With several veterans including Rhodes, Everson Griffen (has reportedly voided his contract), Linval Joseph and others looking to crawl for safety from Zim's paper shredder, we also have the added bonus of fearing they'll ship Stefon Diggs out of Minnesota thanks to a series of cryptic tweets each coming with their own conspiracy theory such as...

"OMG DIGGS RETWEETED THIS HE'S GOING TO TAMPA BAY!!!"

"DIGGS RETWEETED THIS TOO! HE'S COMING HOME TO BALTIMORE, BABY!!!"

"WOW, DIGGS IS WATCHING THE PURGE AGAIN!!!"

And of course, each player that leaves creates a hole in the starting lineup. That hole needs to be filled by a team that has zero cap space and is down a fifth-round pick after using it to trade for...(checks notes)...a kicker.

This was something we knew at the beginning of the offseason, but as we draw closer to other teams looking to improve themselves in free agency, the Vikings are simply looking to stay pat, which, in case you forgot, is a 10-6 team that got blown out in the divisional round.

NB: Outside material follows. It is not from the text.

PR #946, opened 2019-06-27
Remove model def from deepq.

tanzhenyu:


jmugan:
Did it move somewhere else? I don't see `cnn_to_mlp` anywhere.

But don't take my word for this, look at Arif Hasan's offseason blueprint over at The Athletic (subscription required). He put a very modest goal of "not getting worse instead of getting better," which again, is for a 10-6 team that got destroyed in a playoff game.

Does this mean we're hoping to do just enough to go 9-7? 8-8? Hell, maybe we should hire Jeff Fisher in as one of Zimmer's 15,000 coaching consultants just so he can stand up in front of the room to tell them "I'm not f*****g going 7-9."

And the worst part is that a team that hovers around .500 with as many holes as the Vikings are going to have is in complete hell because they're not good enough to win in January, but not bad enough to land a franchise savior that might be available in the 2021 NFL Draft.

Still, you may be thinking that this is still way too pessimistic, but I'm not the only one thinking a blood bath is coming in the next couple of weeks. CBS Sports' Jason La Canfora ran a notebook earlier this week and had this rosy outlook for the Vikings:

"Teams will be sniffing around for trades, sensing some blood in the water, and it will go way beyond just receiver Stefon Diggs, the most talked about trade candidate," La Canfora said. "All of the extensions and huge contacts handed out the last three years have caught up to this franchise, and there is no easy way out...I'm not a huge believer in windows closing in the NFL, but with Kirk Cousins in the final year of his deal, this is an obvious example of one slamming shut. A purge of one degree or another is inevitable. "

Blood in the water! No easy way out! A PURGE IS INEVITABLE!!!

Does it sound like a team that's magically going to find a way to revamp the secondary, fix the offensive line and plug the 15 holes that are going to come from cutting everyone? Not exactly.

Even though I wrote this earlier in the offseason, I didn't want to believe it. But now that we've come to the meat of the offseason, it's clear that this team needs a hard reboot before it can go anywhere.